Required action: Which of the lines below include "phixMe"? Each one should be copied out.

Input data:
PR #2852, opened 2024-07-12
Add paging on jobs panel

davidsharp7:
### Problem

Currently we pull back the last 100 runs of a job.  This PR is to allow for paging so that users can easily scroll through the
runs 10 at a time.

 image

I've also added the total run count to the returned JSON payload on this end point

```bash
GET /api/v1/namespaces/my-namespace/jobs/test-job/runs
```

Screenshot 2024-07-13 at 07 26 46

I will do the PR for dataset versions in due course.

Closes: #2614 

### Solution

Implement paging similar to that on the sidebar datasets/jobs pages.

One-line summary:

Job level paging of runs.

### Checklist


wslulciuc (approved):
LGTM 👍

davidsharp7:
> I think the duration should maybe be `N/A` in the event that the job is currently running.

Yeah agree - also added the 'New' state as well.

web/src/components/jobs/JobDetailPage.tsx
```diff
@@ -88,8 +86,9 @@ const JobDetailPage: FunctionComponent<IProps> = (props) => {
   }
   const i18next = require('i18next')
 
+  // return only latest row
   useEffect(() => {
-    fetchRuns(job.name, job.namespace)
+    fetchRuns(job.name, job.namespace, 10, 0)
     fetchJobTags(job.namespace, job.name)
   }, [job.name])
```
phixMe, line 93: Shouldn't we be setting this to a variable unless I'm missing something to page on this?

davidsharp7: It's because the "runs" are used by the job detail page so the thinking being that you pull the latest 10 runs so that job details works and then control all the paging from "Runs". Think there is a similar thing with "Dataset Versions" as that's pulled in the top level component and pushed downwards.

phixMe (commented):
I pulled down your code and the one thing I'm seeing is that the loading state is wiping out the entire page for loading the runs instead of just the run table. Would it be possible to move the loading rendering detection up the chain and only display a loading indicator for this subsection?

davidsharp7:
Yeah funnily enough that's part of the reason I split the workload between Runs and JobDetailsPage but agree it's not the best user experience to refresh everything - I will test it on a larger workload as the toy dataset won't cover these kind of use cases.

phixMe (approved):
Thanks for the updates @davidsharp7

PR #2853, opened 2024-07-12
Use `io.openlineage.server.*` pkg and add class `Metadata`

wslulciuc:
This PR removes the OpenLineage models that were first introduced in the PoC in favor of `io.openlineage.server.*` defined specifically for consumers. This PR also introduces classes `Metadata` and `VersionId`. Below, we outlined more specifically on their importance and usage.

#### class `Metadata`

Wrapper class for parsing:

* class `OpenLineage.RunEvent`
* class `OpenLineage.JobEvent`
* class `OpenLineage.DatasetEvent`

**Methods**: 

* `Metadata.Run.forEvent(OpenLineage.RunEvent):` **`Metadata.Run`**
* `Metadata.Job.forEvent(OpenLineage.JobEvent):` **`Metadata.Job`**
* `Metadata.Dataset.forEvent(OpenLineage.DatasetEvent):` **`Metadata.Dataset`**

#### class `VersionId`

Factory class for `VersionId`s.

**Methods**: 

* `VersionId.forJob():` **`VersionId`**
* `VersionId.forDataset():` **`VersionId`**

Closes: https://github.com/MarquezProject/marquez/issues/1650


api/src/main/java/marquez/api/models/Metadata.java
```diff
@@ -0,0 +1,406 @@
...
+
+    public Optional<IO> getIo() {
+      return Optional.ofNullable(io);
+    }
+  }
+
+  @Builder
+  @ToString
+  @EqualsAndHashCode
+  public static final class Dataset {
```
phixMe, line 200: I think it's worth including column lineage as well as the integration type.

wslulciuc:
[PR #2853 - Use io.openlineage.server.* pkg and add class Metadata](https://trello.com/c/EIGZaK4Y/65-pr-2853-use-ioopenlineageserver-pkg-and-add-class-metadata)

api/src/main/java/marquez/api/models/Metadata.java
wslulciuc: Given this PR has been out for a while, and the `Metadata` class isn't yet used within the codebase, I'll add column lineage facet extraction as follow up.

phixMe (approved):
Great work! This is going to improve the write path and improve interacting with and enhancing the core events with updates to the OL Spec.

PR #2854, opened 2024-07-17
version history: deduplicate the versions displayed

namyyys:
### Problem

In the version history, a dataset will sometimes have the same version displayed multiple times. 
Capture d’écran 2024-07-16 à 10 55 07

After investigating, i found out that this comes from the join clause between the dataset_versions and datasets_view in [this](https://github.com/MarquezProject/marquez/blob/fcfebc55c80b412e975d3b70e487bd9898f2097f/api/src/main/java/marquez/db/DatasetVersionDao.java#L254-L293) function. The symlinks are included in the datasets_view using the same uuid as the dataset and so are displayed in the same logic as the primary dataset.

Task answer:
phixMe, line 93: Shouldn't we be setting this to a variable unless I'm missing something to page on this?
phixMe (commented):
phixMe (approved):
phixMe, line 200: I think it's worth including column lineage as well as the integration type.
phixMe (approved):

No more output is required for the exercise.